** Opening DATASET RECORDS block **

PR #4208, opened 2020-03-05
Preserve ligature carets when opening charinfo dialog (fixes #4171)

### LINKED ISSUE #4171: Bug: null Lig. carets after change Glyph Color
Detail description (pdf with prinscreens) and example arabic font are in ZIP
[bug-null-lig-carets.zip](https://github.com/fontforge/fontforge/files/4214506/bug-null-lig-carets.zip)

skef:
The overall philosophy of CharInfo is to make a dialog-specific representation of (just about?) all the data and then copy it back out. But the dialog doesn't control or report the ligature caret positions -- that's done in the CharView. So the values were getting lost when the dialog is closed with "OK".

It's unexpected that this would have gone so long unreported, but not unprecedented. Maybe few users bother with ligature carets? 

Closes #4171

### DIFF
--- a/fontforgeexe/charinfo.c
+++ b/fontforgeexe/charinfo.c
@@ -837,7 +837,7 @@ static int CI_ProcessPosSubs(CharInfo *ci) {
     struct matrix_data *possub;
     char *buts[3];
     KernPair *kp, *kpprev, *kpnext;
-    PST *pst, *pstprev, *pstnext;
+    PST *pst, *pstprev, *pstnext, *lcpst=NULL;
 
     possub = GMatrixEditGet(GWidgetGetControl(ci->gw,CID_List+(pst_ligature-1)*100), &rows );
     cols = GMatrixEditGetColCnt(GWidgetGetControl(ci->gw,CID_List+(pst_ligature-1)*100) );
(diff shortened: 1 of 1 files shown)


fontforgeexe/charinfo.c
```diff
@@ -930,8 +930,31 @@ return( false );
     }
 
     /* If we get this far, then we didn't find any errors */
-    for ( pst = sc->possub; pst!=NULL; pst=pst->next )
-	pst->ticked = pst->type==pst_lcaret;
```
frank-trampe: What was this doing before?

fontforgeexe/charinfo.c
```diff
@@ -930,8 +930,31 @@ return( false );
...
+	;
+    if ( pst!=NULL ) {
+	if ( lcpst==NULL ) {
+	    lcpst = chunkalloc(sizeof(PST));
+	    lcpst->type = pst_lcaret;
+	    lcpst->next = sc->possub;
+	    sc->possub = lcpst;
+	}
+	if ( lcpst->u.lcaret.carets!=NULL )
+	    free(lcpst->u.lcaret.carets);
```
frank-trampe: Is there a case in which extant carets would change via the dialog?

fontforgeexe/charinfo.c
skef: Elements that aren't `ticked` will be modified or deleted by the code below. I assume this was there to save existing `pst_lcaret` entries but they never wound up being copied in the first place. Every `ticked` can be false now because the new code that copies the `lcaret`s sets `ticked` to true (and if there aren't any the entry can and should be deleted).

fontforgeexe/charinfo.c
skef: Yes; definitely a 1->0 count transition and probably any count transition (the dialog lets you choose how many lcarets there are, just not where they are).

** Closing DATASET RECORDS block **

WORK REQUIRED - Count up the lines above that include the string "dialog" and report nothing but that number.

EXPECTED ANSWER - 4